>>

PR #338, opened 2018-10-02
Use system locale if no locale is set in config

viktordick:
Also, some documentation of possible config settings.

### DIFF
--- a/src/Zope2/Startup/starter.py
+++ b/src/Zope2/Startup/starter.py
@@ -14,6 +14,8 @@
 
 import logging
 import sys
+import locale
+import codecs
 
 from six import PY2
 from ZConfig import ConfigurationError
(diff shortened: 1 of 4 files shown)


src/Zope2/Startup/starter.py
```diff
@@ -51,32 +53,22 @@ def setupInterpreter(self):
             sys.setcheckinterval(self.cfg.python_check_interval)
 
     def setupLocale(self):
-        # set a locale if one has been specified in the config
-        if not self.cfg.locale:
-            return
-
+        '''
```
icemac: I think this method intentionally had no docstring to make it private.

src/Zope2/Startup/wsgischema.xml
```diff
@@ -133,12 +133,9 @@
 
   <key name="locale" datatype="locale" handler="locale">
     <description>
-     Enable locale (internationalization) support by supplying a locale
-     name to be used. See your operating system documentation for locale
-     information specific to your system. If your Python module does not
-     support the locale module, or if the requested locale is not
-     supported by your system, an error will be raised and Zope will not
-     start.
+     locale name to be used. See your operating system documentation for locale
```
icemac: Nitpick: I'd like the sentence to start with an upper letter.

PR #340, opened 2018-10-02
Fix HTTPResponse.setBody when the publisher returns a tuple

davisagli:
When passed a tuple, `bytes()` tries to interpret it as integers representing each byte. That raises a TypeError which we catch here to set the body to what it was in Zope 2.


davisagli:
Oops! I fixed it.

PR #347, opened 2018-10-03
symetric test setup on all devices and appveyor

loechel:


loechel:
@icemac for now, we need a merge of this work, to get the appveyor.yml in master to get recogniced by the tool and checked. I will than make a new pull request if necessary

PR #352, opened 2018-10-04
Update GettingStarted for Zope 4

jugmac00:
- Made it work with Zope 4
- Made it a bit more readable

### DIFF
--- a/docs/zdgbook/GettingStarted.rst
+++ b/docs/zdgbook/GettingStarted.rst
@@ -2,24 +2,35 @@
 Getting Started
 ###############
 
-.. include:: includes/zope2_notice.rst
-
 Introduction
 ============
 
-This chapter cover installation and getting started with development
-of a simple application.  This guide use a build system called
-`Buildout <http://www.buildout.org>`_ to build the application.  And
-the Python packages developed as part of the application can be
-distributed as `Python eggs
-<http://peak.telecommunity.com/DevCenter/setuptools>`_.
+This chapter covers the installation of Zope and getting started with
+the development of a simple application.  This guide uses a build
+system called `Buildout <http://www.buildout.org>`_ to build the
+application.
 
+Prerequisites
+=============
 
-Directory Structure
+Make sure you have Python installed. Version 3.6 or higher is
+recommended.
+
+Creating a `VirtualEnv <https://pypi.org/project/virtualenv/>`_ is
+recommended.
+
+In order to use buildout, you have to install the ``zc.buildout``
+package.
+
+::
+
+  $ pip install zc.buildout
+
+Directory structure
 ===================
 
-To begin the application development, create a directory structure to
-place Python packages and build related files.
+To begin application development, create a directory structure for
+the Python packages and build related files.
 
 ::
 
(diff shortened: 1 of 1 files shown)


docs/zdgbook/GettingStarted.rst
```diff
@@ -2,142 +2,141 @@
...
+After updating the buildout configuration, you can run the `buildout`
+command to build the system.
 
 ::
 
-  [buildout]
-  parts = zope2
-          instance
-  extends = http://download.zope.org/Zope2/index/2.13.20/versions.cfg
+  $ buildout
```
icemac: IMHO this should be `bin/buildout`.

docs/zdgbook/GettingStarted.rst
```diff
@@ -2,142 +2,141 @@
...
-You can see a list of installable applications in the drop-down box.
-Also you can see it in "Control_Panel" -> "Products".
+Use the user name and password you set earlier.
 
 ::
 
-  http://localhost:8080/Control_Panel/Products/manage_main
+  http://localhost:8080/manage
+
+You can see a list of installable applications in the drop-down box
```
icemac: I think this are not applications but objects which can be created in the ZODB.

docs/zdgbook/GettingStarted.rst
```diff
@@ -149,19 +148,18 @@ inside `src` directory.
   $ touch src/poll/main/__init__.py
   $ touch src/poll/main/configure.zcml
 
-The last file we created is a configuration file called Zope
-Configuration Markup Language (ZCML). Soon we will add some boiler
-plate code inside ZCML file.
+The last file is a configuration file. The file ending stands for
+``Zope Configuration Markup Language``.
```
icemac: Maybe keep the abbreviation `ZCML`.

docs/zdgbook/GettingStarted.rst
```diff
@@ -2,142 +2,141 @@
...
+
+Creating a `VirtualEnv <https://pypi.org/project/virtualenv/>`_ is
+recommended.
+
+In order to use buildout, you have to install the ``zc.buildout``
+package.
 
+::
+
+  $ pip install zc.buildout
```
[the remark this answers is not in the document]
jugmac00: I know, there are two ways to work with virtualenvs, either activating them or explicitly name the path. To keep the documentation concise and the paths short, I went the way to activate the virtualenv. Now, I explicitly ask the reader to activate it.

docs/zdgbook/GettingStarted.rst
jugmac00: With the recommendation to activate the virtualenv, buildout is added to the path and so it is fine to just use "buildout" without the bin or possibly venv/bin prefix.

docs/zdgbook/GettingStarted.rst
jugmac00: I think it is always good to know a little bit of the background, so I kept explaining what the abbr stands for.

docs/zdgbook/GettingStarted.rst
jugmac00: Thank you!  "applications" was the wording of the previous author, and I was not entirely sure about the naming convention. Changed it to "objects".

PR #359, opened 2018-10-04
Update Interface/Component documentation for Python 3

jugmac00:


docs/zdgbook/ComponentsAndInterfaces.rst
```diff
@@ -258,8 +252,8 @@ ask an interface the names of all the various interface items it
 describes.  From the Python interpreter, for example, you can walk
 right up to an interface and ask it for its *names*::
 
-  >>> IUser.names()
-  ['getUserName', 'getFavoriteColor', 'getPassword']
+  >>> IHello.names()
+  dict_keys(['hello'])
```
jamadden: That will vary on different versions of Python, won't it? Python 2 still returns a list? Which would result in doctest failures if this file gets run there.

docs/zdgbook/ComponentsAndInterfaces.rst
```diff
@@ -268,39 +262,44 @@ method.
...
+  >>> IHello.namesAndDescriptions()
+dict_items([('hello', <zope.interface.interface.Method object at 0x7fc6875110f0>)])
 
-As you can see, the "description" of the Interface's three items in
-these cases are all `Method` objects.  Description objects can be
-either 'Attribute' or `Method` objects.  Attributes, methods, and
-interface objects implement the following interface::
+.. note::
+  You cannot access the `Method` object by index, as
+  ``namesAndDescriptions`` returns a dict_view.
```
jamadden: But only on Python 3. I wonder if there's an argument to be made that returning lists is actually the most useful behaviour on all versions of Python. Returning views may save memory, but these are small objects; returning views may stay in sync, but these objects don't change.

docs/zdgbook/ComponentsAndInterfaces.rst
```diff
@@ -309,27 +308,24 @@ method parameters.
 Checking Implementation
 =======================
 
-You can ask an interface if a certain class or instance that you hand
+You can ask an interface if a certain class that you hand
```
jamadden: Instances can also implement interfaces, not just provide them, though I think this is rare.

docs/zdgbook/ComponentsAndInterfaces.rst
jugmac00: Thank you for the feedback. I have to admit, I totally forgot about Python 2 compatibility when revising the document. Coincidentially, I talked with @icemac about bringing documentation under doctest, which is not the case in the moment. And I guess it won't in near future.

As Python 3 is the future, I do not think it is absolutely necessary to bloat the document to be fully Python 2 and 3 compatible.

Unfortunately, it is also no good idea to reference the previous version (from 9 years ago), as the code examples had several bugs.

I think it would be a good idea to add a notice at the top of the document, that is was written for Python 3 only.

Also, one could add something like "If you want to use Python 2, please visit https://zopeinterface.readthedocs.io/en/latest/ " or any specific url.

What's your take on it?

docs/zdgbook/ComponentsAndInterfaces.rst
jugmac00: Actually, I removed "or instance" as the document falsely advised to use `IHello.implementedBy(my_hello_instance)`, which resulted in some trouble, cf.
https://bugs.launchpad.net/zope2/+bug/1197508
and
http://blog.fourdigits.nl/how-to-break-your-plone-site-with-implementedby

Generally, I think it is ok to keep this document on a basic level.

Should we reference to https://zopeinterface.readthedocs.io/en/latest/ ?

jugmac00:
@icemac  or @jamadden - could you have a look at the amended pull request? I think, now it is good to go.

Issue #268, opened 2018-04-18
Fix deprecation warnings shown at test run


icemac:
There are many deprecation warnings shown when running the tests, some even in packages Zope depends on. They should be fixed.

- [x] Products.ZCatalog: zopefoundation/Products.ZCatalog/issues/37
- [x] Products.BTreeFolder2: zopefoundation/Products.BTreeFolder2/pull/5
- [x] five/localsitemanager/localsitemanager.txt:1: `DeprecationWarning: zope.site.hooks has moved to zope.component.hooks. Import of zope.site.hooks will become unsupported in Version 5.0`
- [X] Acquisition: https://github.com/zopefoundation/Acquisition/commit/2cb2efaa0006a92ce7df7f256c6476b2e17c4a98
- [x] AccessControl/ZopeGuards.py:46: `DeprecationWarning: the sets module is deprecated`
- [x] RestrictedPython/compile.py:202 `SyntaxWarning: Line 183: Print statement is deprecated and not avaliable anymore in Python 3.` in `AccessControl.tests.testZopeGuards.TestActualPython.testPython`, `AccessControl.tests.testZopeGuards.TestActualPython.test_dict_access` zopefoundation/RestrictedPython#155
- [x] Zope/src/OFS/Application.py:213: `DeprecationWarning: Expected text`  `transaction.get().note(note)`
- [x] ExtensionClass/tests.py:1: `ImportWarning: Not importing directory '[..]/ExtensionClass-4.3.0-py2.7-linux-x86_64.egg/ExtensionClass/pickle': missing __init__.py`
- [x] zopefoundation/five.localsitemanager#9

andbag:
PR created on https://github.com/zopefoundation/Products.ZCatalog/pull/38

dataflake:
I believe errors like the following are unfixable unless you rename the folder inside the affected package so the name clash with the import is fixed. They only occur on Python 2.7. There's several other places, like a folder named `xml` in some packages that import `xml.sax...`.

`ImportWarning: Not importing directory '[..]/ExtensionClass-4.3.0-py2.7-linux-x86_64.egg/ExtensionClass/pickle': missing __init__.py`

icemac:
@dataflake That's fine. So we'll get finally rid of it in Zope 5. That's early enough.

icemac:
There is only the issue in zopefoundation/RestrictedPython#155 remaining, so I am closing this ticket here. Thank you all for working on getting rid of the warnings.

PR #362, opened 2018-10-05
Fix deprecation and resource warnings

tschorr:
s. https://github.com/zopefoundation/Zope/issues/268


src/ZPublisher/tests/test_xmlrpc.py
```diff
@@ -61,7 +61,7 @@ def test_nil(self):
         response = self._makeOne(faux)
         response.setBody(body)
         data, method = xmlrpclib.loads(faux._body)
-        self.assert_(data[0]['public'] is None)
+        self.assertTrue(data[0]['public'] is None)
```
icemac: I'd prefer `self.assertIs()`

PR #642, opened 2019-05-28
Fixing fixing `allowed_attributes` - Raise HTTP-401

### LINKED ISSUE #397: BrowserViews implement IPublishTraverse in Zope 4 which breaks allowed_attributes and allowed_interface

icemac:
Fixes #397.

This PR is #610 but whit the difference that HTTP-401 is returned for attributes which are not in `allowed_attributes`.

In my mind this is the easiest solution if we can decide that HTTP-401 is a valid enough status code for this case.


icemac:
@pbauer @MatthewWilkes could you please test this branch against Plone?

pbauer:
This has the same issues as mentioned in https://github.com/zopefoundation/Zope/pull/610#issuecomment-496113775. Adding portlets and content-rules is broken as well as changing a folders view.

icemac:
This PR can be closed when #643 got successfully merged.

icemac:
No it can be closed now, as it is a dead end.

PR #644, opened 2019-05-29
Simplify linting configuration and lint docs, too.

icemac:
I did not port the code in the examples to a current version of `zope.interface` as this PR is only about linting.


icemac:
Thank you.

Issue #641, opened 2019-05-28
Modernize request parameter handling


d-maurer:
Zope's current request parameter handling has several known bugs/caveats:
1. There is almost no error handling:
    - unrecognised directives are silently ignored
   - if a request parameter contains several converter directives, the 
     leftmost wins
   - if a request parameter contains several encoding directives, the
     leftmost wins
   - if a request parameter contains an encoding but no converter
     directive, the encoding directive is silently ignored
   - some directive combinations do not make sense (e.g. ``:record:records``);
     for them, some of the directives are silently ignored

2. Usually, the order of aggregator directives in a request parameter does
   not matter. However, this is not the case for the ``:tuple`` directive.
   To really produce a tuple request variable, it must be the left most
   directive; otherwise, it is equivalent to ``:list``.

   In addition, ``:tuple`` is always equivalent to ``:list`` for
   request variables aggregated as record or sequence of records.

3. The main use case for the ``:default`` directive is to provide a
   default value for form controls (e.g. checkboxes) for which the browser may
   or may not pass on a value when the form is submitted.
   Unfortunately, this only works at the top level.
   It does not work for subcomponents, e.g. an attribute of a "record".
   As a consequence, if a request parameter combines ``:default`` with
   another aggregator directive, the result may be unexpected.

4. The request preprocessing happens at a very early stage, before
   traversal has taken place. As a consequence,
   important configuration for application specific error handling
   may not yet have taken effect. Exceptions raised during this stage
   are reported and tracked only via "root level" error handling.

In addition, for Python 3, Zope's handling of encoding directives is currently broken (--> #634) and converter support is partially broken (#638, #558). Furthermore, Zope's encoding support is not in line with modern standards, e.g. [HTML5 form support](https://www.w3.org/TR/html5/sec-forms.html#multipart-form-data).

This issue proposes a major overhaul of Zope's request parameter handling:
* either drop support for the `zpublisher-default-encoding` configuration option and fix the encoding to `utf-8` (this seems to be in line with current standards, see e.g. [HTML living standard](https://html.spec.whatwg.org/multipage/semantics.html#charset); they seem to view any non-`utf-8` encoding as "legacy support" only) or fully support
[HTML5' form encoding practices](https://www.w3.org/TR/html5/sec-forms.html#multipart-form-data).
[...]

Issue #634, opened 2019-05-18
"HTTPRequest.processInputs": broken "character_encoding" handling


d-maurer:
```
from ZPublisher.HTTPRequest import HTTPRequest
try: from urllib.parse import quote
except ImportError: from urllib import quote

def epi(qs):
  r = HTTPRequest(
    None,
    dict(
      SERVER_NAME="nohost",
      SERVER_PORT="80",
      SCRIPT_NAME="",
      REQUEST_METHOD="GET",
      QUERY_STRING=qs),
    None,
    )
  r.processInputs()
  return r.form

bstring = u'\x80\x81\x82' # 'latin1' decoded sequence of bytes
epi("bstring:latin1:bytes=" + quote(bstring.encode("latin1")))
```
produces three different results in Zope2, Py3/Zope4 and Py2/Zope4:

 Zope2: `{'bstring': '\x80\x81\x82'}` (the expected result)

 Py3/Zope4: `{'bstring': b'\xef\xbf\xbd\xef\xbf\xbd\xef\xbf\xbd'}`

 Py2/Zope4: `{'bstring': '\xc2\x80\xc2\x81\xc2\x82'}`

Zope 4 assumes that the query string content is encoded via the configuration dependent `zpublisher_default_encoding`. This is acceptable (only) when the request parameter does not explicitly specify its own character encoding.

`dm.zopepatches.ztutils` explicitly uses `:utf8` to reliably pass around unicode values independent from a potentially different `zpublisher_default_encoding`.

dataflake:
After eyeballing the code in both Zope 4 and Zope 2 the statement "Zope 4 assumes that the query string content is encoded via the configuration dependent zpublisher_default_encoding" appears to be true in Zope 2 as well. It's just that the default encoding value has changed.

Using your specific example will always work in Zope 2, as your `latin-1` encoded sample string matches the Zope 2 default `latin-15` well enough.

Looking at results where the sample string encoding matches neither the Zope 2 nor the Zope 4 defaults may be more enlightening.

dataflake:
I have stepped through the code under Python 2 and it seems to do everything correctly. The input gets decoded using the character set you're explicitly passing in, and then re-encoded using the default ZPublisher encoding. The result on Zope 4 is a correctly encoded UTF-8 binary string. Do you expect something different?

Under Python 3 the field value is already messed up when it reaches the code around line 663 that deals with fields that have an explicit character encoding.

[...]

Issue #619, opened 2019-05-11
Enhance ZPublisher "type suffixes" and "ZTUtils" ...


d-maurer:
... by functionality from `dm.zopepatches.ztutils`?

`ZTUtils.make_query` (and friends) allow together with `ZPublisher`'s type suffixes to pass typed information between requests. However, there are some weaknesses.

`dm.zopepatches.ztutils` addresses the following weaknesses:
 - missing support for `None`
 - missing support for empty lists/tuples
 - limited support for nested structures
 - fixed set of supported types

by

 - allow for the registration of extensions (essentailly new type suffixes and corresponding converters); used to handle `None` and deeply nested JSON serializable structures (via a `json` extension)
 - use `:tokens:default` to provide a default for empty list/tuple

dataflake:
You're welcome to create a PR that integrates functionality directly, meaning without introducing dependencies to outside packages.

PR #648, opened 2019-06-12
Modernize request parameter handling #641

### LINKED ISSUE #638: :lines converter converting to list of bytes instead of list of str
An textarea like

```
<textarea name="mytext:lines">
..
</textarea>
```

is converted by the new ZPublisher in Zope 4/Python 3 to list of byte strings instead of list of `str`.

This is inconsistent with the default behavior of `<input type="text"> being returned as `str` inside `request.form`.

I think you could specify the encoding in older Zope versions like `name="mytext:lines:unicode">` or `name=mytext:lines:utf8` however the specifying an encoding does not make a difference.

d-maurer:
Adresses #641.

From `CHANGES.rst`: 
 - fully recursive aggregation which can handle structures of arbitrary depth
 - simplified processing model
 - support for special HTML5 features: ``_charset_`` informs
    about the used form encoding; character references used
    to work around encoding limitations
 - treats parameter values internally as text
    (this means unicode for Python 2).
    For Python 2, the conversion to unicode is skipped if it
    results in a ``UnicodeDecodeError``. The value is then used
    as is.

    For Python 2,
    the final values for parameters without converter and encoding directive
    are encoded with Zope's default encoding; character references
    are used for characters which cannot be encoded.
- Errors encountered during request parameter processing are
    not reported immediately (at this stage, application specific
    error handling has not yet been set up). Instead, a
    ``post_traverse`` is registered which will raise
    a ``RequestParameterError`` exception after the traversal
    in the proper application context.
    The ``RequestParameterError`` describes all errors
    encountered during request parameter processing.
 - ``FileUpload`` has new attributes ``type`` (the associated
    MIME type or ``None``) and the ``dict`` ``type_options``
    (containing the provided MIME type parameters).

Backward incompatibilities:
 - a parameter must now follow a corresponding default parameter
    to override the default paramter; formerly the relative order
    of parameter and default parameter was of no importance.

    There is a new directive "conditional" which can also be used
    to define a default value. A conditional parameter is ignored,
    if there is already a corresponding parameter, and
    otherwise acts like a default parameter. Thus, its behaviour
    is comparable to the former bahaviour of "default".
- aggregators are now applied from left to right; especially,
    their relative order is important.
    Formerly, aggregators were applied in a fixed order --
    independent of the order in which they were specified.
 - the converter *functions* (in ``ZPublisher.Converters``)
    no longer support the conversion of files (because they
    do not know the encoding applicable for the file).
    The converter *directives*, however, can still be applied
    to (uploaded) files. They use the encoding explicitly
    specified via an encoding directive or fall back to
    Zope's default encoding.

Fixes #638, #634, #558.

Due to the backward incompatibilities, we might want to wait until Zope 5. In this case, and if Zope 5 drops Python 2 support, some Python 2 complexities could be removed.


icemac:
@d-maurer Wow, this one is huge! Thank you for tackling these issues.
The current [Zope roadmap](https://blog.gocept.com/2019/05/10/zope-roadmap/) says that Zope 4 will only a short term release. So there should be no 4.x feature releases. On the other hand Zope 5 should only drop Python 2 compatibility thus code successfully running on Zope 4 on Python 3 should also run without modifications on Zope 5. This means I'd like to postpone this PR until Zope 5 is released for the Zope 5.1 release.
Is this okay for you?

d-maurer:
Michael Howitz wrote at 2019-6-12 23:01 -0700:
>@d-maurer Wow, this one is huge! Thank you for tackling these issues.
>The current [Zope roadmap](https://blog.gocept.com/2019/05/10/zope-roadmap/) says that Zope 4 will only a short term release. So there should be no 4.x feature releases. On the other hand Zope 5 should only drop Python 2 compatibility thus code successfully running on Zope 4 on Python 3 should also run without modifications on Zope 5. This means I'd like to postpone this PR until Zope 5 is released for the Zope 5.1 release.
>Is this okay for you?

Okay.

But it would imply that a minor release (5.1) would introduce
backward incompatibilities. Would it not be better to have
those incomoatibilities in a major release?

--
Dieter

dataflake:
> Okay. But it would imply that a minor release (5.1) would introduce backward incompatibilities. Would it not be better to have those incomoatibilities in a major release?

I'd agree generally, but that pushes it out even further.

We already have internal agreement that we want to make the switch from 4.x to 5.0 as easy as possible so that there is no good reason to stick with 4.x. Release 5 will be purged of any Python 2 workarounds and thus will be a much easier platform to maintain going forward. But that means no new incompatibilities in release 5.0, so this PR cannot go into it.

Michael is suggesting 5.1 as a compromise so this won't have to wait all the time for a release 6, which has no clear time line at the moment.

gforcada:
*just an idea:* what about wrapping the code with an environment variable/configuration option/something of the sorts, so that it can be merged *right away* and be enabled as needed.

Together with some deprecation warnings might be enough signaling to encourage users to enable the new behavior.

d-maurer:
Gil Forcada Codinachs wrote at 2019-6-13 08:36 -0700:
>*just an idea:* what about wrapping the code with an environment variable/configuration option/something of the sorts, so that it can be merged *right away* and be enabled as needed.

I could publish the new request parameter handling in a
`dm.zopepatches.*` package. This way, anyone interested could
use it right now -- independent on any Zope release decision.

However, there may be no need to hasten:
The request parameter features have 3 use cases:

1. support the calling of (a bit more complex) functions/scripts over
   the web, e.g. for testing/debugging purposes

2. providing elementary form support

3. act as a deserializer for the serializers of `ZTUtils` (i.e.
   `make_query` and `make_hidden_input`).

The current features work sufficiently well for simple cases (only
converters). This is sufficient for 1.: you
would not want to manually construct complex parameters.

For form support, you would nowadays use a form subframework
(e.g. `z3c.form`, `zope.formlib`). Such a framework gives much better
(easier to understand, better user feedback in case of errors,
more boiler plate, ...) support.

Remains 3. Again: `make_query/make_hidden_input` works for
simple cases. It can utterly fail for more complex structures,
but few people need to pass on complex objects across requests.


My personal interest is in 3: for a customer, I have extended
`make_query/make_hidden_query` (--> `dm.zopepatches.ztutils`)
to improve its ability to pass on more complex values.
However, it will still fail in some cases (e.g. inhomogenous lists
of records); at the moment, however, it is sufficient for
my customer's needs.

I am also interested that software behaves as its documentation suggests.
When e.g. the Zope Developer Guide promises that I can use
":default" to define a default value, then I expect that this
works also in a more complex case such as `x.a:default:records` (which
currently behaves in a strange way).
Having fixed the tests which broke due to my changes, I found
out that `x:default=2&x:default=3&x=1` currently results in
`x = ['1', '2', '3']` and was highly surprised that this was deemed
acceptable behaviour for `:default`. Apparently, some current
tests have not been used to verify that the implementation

<<

◆ **TASK OBJECTIVE**:
Everything from the line with "which will raise" through the line with "otherwise acts like" should be written out exactly as it appears above, end lines included, and nothing outside that range.

◆ **ANSWER SECTION**:
    ``post_traverse`` is registered which will raise
    a ``RequestParameterError`` exception after the traversal
    in the proper application context.
    The ``RequestParameterError`` describes all errors
    encountered during request parameter processing.
 - ``FileUpload`` has new attributes ``type`` (the associated
    MIME type or ``None``) and the ``dict`` ``type_options``
    (containing the provided MIME type parameters).

Backward incompatibilities:
 - a parameter must now follow a corresponding default parameter
    to override the default paramter; formerly the relative order
    of parameter and default parameter was of no importance.

    There is a new directive "conditional" which can also be used
    to define a default value. A conditional parameter is ignored,
    if there is already a corresponding parameter, and
    otherwise acts like a default parameter. Thus, its behaviour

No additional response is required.